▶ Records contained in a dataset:
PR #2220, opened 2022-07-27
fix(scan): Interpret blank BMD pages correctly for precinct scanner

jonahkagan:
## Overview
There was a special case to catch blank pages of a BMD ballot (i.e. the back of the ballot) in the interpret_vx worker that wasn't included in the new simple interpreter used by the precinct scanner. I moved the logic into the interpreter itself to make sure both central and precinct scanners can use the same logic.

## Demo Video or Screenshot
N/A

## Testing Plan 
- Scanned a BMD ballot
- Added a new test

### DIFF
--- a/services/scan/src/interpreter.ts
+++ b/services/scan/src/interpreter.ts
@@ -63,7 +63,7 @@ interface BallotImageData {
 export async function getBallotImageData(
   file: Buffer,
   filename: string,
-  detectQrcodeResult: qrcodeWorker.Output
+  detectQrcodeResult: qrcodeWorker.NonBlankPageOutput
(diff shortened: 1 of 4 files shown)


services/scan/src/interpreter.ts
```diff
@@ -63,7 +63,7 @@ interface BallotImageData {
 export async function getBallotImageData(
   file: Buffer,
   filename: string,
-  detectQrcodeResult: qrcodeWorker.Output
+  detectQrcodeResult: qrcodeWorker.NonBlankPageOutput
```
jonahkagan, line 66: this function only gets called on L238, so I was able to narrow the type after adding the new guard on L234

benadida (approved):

▶ Work instruction: Every line of the data above is to be copied out exactly.

▶ Response to the task:
PR #2220, opened 2022-07-27
fix(scan): Interpret blank BMD pages correctly for precinct scanner

jonahkagan:
## Overview
There was a special case to catch blank pages of a BMD ballot (i.e. the back of the ballot) in the interpret_vx worker that wasn't included in the new simple interpreter used by the precinct scanner. I moved the logic into the interpreter itself to make sure both central and precinct scanners can use the same logic.

## Demo Video or Screenshot
N/A

## Testing Plan 
- Scanned a BMD ballot
- Added a new test

### DIFF
--- a/services/scan/src/interpreter.ts
+++ b/services/scan/src/interpreter.ts
@@ -63,7 +63,7 @@ interface BallotImageData {
 export async function getBallotImageData(
   file: Buffer,
   filename: string,
-  detectQrcodeResult: qrcodeWorker.Output
+  detectQrcodeResult: qrcodeWorker.NonBlankPageOutput
(diff shortened: 1 of 4 files shown)


services/scan/src/interpreter.ts
```diff
@@ -63,7 +63,7 @@ interface BallotImageData {
 export async function getBallotImageData(
   file: Buffer,
   filename: string,
-  detectQrcodeResult: qrcodeWorker.Output
+  detectQrcodeResult: qrcodeWorker.NonBlankPageOutput
```
jonahkagan, line 66: this function only gets called on L238, so I was able to narrow the type after adding the new guard on L234

benadida (approved):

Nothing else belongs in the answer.